*Goal of the exercise:*
Return the lines below that contain the word "ignore".

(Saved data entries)
┌────────

PR #3130, opened 2021-06-15
lint for depend_on_referenced_packages

devoncarew:
- lint for `depend_on_referenced_packages`

cc @pq

### DIFF
--- a/packages/devtools_app/assets/scripts/inspector_polyfill_script.dart
+++ b/packages/devtools_app/assets/scripts/inspector_polyfill_script.dart
@@ -74,7 +74,6 @@ import 'package:flutter/src/widgets/debug.dart';
 import 'package:flutter/src/widgets/framework.dart';
 import 'package:flutter/src/widgets/gesture_detector.dart';
 import 'package:flutter/src/widgets/widget_inspector.dart';
-// ignore: depend_on_referenced_packages
 import 'package:vector_math/vector_math_64.dart';
 
 // This extension method is simply a hack to make a private member defined on
--- a/packages/devtools_app/assets/scripts/inspector_polyfill_script.dart
+++ b/packages/devtools_app/assets/scripts/inspector_polyfill_script.dart
@@ -74,6 +74,7 @@ import 'package:flutter/src/widgets/debug.dart';
 import 'package:flutter/src/widgets/framework.dart';
 import 'package:flutter/src/widgets/gesture_detector.dart';
 import 'package:flutter/src/widgets/widget_inspector.dart';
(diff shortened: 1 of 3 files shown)


packages/devtools_app/assets/scripts/inspector_polyfill_script.dart
```diff
@@ -74,6 +74,7 @@ import 'package:flutter/src/widgets/debug.dart';
 import 'package:flutter/src/widgets/framework.dart';
 import 'package:flutter/src/widgets/gesture_detector.dart';
 import 'package:flutter/src/widgets/widget_inspector.dart';
+// ignore: depend_on_referenced_packages
```
pq, line 77: Why not add a dependency on `package:vector_math` tp the pubspec?

devoncarew: Good question! This dart file likely shouldn't participate in the package's direct dependencies? It's not used in the context of this package, but is loaded into a running flutter app and eval'd via the service protocol.

I'm guessing that this should actually be re-worked to:
- remove the ignore
- add a dev_dep on package:vector_math

devoncarew:
Updated to add package:vector_math as a dev dependency.

devoncarew:
Interesting - from the CI results, `depend_on_referenced_packages` is in the master channel of Flutter, but not yet in the `dev` or `beta` channels.

pq (approved):
👍

packages/devtools_app/pubspec.yaml
```diff
@@ -64,6 +64,7 @@ dev_dependencies:
   flutter_test:
     sdk: flutter
   mockito: ^5.0.9
+  vector_math: ^2.0.0
```
kenzieschmoll, line 67: why is this in dev_dependenicies and not dependencies? Is the inspector_polyfil_script not used in a release build at runtime? @jacob314

devoncarew: I believe that this script - `packages/devtools_app/assets/scripts/inspector_polyfill_script.dart` - is not used by the devtools source itself, but is eval'd in the context of the running flutter app. So it really needs `vector_math` to be in the deps of the app under debug. We just add an entry into the devtools pubspec so that we can get complete analysis results for the file - to know that it analyzes cleanly.

Completely aside, we might want to work to reduce the amount of code that we're evaling in the running app - to incrementally push more of the functionality into the in-app inspector implementation.

kenzieschmoll (approved):

devoncarew:
closing - I assume this is stale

└────────

*Response for this exercise:*
-// ignore: depend_on_referenced_packages
+// ignore: depend_on_referenced_packages
- remove the ignore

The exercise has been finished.